PR #318, opened 2022-09-08
Merge array_simulator and shower_simulator

GernotMaier:
Both modules are very similar and do almost the same thing - merge them to a new `Simulator` class.

Code has been generalised a bit to allow addition of other simulation software in future.

Some changes to the modules in `simtools/corsika` and `simtools/simtel` have been applied to unify the API of the runners (e.g., getting a log file is now `getLogFile` and not `getCorsikaLogFile`, also `run` is always `runNumber`).


simtools/simulator.py
```diff
@@ -0,0 +1,740 @@
...
+
+    configData = {
+        'dataDirectory': '(..)/data',
+        'primary': 'gamma',
+        'zenith': 20 * u.deg,
+        'azimuth': 0 * u.deg,
+        'viewcone': 0 * u.deg,
+        # ArrayModel
+        'site': 'North',
+        'layoutName': '1LST',
```
orelgueta, line 67: Is this really a layout name? Or is it a name the user provides and isn't checked?

simtools/simulator.py
```diff
@@ -0,0 +1,740 @@
...
+        Parameters
+        ----------
+        label: str
+            Instance label.
+        simulator: str
+            Type of simulator called (implemented is simtel and corsika).
+        filesLocation: str or Path.
+            Location of the output files. If not given, it will be set from \
+            the config.yml file.
+        simtelSourcePath: str or Path
```
orelgueta, line 128: See comment above about parameter name

simtools/simulator.py
```diff
@@ -0,0 +1,740 @@
...
+        self._setSimulationRunner()
+
+    def _set_simulator(self, simulator):
+        """
+        Set and test simulator type
+
+        Parameters
+        ----------
+        simulator: str
+            ype of simulator called (implemented is simtel and corsika).
```
orelgueta, line 155: Typo and comment above about this docstring

simtools/simulator.py
```diff
@@ -0,0 +1,740 @@
...
+            the config.yml file.
+        simtelSourcePath: str or Path
+            Location of source of the sim_telarray/CORSIKA package.
+
+        """
+
+        self._simtelSourcePath = Path(cfg.getConfigArg("simtelPath", simtelSourcePath))
+        self._filesLocation = Path(cfg.getConfigArg("outputLocation", filesLocation))
+        try:
+            self._outputDirectory = io.getOutputDirectory(
```
orelgueta, line 184: I am a bit surprised you decided to do it this way. 

So far all of these settings of output locations were done in `io_handler.py`. Including the CORSIKA and array-simulator which you left intact above. Instead, in this case, you decided to put this code here and call the function directly. I don't necessarily mind it, it's still fairly short, but then we are inconsistent with our use of `io_handler`. In particular, you might want to remove the special functions for CORSIKA and array-simulator.

Also, the exception for the FileNotFound is already done in `getOutputDirectoy`, not sure why you need it here as well.

simtools/simulator.py
```diff
@@ -0,0 +1,740 @@
...
+            Dict with simulator configuration data.
+
+        """
+        _arrayModelConfig, _restConfig = self._collectArrayModelParameters(configData)
+
+        _parameterFile = io.getDataFile("parameters", "array-simulator_parameters.yml")
+        _parameters = gen.collectDataFromYamlOrDict(_parameterFile, None)
+        self.config = gen.validateConfigData(_restConfig, _parameters)
+
+        self.arrayModel = ArrayModel(label=self.label, arrayConfigData=_arrayModelConfig)
```
orelgueta, line 257: I think this should be done in a separate function since this does not load the config, it sets up the model. I know it might require an additional `if` somewhere, but it might be cleaner.

simtools/simulator.py
```diff
@@ -0,0 +1,740 @@
...
+
+    def _validateRunListAndRange(self, runList, runRange):
```
orelgueta, line 259: This is a really nice function

simtools/simulator.py
```diff
@@ -0,0 +1,740 @@
...
+
+        """
+
+        _runs_and_files = {}
+
+        if self.simulator == 'simtel':
+            _file_list = self._enforceListType(inputFileList)
+            for file in _file_list:
+                _runs_and_files[self._guessRunFromFile(file)] = file
+        else:
```
orelgueta, line 462: Should check if it's CORSIKA here in case in the future we have something else (like CARE or SST-CAM simulator).

simtools/simulator.py
```diff
@@ -0,0 +1,740 @@
...
+
+        Returns
+        -------
+        path
+            Path of the pdf file.
+        """
+
+        figName = None
+
+        if self.simulator == 'simtel':
```
orelgueta, line 542: Should we print a warning if this function is called for a different simulator? Will help avoiding mistakes when writing applications for example.

tests/unit_tests/test_simulator.py
```diff
@@ -0,0 +1,343 @@
...
+    assert array_simulator.simulator == 'simtel'
+
+    shower_simulator._set_simulator('corsika')
+    assert shower_simulator.simulator == 'corsika'
+
+    with pytest.raises(gen.InvalidConfigData):
+        shower_simulator._set_simulator('this_simulator_is_not_there')
+
+
+def test_loadConfigData(array_simulator):
```
orelgueta, line 129: The names of the test functions are inconsistent. Everywhere else in the tests (and in some of the tests here) we only used snake_case for function names. Here you mixed snake_case with camelCase. I know it's annoying, but I suggest to keep our convention.

tests/unit_tests/test_simulator.py
```diff
@@ -0,0 +1,343 @@
...
+
+    assert shower_simulator._validateRunListAndRange(
+        runList=run_list, runRange=None) == list(set(run_list))
+
+    with pytest.raises(InvalidRunsToSimulate):
+        shower_simulator._validateRunListAndRange(
+            runList=[1, 'a', 4], runRange=None)
+
+    assert shower_simulator._validateRunListAndRange(
+        runList=None, runRange=[3, 6]) == list(set([3,4,5,6]))
```
orelgueta, line 170: Why is it a list of a set of a list? Instead of just `[3,4,5,6]`?

tests/unit_tests/test_simulator.py
```diff
@@ -0,0 +1,343 @@
...
+
+
+def test_validateRunListAndRange(shower_simulator):
+
+    assert not shower_simulator._validateRunListAndRange(None, None)
+
+    run_list = [1, 24, 3]
+
+    assert shower_simulator._validateRunListAndRange(
+        runList=run_list, runRange=None) == list(set(run_list))
```
orelgueta, line 163: Why do you have to do `list(set(run_list))`?

simtools/simulator.py
```diff
@@ -0,0 +1,740 @@
...
+        simulator: str
+            ype of simulator called (implemented is simtel and corsika).
+
+        Raises
+        ------
+        gen.InvalidConfigData
+
+        """
+
+        self.simulator = simulator.lower()
```
orelgueta, line 163: Shouldn't the order of these two lines be reversed? I.e., do not set the simulator before checking its validity?

simtools/corsika/corsika_runner.py
```diff
@@ -197,14 +197,18 @@ def _loadCorsikaDataDirectories(self):
...
 
-    def getRunScriptFile(self, runNumber=None, extraCommands=None):
+    def getRunScript(self, inputFile=None, runNumber=None, extraCommands=None):
         """
         Get the full path of the run script file for a given run number.
 
         Parameters
         ----------
+        inputFile: str or Path
+            currently not used (kept for symmetry with simtel_runner)
```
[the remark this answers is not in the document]
orelgueta: OK, now that I read everything, I think what you should do is define this function without the extra unused parameter. Then define a new function in the simulator class that will call this function or the sim_telarray equivalent one with the correct arguments. It adds the complexity of an additional function and an `if`, but I think it's more correct than adding a redundant argument.

The other option is to add `*args` to all of these functions. Then you can use it in the sim_telarray functions and ignore it here without having to justify it. You won't be able to set a default value in assignment, but if necessary you could do it within the function.

simtools/simulator.py
```diff
@@ -0,0 +1,740 @@
...
+            if thisRuntime:
+                runtime.append(thisRuntime)
+
+        meanRuntime = np.mean(runtime)
+
+        resources = dict()
+        resources["Runtime/run [sec]"] = meanRuntime
+        if nEvents and nEvents > 0:
+            resources["#events/run"] = nEvents
+            resources["Runtime/1000 events [sec]"] = meanRuntime * 1000 / nEvents
```
orelgueta, line 673: You should probably mention here that this is wall time

applications/sim_showers_for_trigger_rates.py
```diff
@@ -121,14 +121,15 @@ def main():
         "cscat": [20, 1500 * u.m, 0],
     }
 
-    showerSimulator = ShowerSimulator(label=label, showerConfigData=showerConfigData)
+    showerSimulator = Simulator(
+        label=label, simulator='corsika', configData=showerConfigData)
```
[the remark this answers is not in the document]
GernotMaier: I think I was commiting from an environment without precommit installed - my fault. Fixed now.

simtools/corsika/corsika_runner.py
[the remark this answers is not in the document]
GernotMaier: Good, you convinced me. I've added now `kwargs` to the getRunScript function, as having a dict for the parameter makes the interface much clearer.

simtools/simtel/simtel_runner.py
```diff
@@ -116,14 +116,14 @@ def getRunScript(self, test=False, inputFile=None, run=None, extraCommands=None)
         self._scriptDir = self._baseDirectory.joinpath("scripts")
         self._scriptDir.mkdir(parents=True, exist_ok=True)
         self._scriptFile = self._scriptDir.joinpath(
-            "run{}-simtel".format(run if run is not None else "")
+            "run{}-simtel".format(runNumber if runNumber is not None else "")
```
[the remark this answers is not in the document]
GernotMaier: But using 1 or a random number wouldn't make it clear that there is no runNumber provided. I think this way it is clear that we don't have one and I would prefer it this way.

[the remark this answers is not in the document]
orelgueta: OK!

simtools/corsika/corsika_runner.py
```diff
@@ -215,7 +213,13 @@ def getRunScript(self, inputFile=None, runNumber=None, extraCommands=None):
         Path:
             Full path of the run script file.
         """
-        runNumber = self._validateRunNumber(runNumber)
+        kwargs = {
+            "runNumber": None,
+            **kwargs,
+            "extraCommands": None,
+            **kwargs,
```
orelgueta, line 220: Twice?

simtools/simtel/simtel_runner_array.py
```diff
@@ -210,10 +210,10 @@ def hasSubLogFile(self, run, mode="out"):
 
         """
 
-        runSubFile = self.getSubLogFile(run=run, mode=mode)
+        runSubFile = self.getSubLogFile(runNumber=runNumber, mode=mode)
         return Path(runSubFile).is_file()
 
-    def getResources(self, run):
+    def getResources(self, runNumber):
```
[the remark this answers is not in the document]
GernotMaier: `getResources` is implemented both in the simtel_runners and in the corsika_runners. This was done for symmetry reasons.

I changed it now to return a dict, with either only the `runTime` or `runTime` and `nEvents`

simtools/simulator.py
```diff
@@ -0,0 +1,740 @@
...
+            'viewcone': 0 * u.deg,
+            'cscat': [10, 1500 * u.m, 0]
+        }
+
+
+    Example of configData for array simulations:
+
+    .. code-block:: python
+
+    configData = {
```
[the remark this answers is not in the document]
GernotMaier: No, line 59 following is for array_model == simtel.

simtools/simulator.py
GernotMaier: This is a layout as defined in data/layout/

simtools/simulator.py
```diff
@@ -0,0 +1,740 @@
...
+    printListOfLogFiles():
+        Print list of log files.
+    """
+
+    def __init__(
+        self,
+        label=None,
+        simulator=None,
+        filesLocation=None,
+        simtelSourcePath=None,
```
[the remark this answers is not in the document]
GernotMaier: OK!

simtools/simulator.py
GernotMaier: Fixed.

simtools/simulator.py
GernotMaier: OK

simtools/simulator.py
GernotMaier: Agree on the exceptions - I added it first here and then later in the io_handler.

And I didn't get the other point, which special function do you mean here?

simtools/simulator.py
GernotMaier: I didnt' do anything here...that is Raul's!

simtools/simulator.py
GernotMaier: Moving it somewhere else would make things much more complicated (as I would have to pass on the arrayModelConfig). To make things clearer, I've renamed the functions to `_load_configuration_and_simulation_model`

simtools/simulator.py
GernotMaier: OK!

tests/unit_tests/test_simulator.py
GernotMaier: Same comments as in previous issue.

simtools/simulator.py
GernotMaier: Agree

simtools/simulator.py
GernotMaier: Clarified docstring.

GernotMaier:
Thanks @orelgueta  - many good points. I think I've addressed all of them.

simtools/simulator.py
orelgueta: What I mean is that in `io_handler` we have functions called `getCorsikaOutputDirectory` and `getArraySimulatorOutputDirectory`. These essentially do what you do here, they build the output directory by calling `getOutputDirectory` and providing the label and file location. I am surprised you didn't use them (and maybe added one for sim_telarray) and instead decided to make `getOutputDirectory` public and added this code here. Unless there's a good reason for this, I really recommend changing it and using `io_handler` like we do everywhere else.

simtools/simulator.py
orelgueta: OK!

orelgueta (commented):
Almost everything was addressed indeed, thanks!

Only three points are pending,
1. The use of `io_handler` (see specific comment). I don't mind the change in strategy, but I think it should be well motivated.
2. The `list(set([]))` point, though this is minor and wouldn't block a merge.
3. I cannot tell if you changed the names of the test functions to be consistent, i.e., snake_case. GitHub really drives me crazy seeing all of the changes and my comments. If not, I also highly recommend doing it.

simtools/simulator.py
GernotMaier: Using getCorsikaOutputDirectory and getArraySimulatorOutputDirectory would mean to add ifs to distinguish between the simulation codes. I don't want to do it, it is messy and will get worse with more simulation types

orelgueta: I don't see why one `if` (or 2-3 in the future) is worse than changing the whole philosophy of `io_handler`. In addition, the `if` can be placed in `io_handler` rather than here. However, I will not insist on this point. If you prefer doing it this way, that's fine.

GernotMaier:
see issue #321. I think we should discuss this independently of this merge request.



> On 13. Sep 2022, at 16:14, orelgueta ***@***.***> wrote:
> 
> 
> @orelgueta commented on this pull request.
> 
> In simtools/simulator.py:
> 
> > +        Set file locations, input and output directories
> +
> +        Parameters
> +        ----------
> +        filesLocation: str or Path.
> +            Location of the output files. If not given, it will be set from \
> +            the config.yml file.
> +        simtelSourcePath: str or Path
> +            Location of source of the sim_telarray/CORSIKA package.
> +
> +        """
> +
> +        self._simtelSourcePath = Path(cfg.getConfigArg("simtelPath", simtelSourcePath))
> +        self._filesLocation = Path(cfg.getConfigArg("outputLocation", filesLocation))
> +        try:
> +            self._outputDirectory = io.getOutputDirectory(
> 
> I don't see why one if (or 2-3 in the future) is worse than changing the whole philosophy of io_handler. In addition, the if can be placed in io_handler rather than here. However, I will not insist on this point. If you prefer doing it this way, that's fine.
> 
> —
> You are receiving this because you were assigned.
> 



---
Dr Gernot Maier
CTA

Tel.: +49  33 7627 7598
Internet: www.desy.de/cta
Besucheradresse: 1X07

orelgueta:
What about the names of the test functions?

GernotMaier:
The inconsistency of methods names go through the whole code, and it is not connected to test functions. I always try to replicate the method name which is tested, e.g. `printListOfFile()` --> `test_printListOfFile() or `_set_simulator()` --> `test_set_simulator()`.

Not sure what to do now - in theory we should change it everywhere to be consistent. But I don't even know which way we should go...

orelgueta:
I thought we always have functions in camelCase (e.g., `printListOfFile`) and test names in snake_case (e.g., test_ print_list_of_file`). Are there cases in which it's not like that?

PR #575, opened 2023-08-28
Remove dependency of ray-tracing on files

GernotMaier:
Ray-tracing classes RayTracing and SimtelRunnerRayTracing are reading their default configuration values from files in ./data/parameters. File names are hard wired in the class inits. Parameter files for both classes are almost identical.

+ + + +

Work to be completed :: Make a copy of each line in the records above that has the word "philosophy".

Solution to the exercise ::
orelgueta: I don't see why one `if` (or 2-3 in the future) is worse than changing the whole philosophy of `io_handler`. In addition, the `if` can be placed in `io_handler` rather than here. However, I will not insist on this point. If you prefer doing it this way, that's fine.
> I don't see why one if (or 2-3 in the future) is worse than changing the whole philosophy of io_handler. In addition, the if can be placed in io_handler rather than here. However, I will not insist on this point. If you prefer doing it this way, that's fine.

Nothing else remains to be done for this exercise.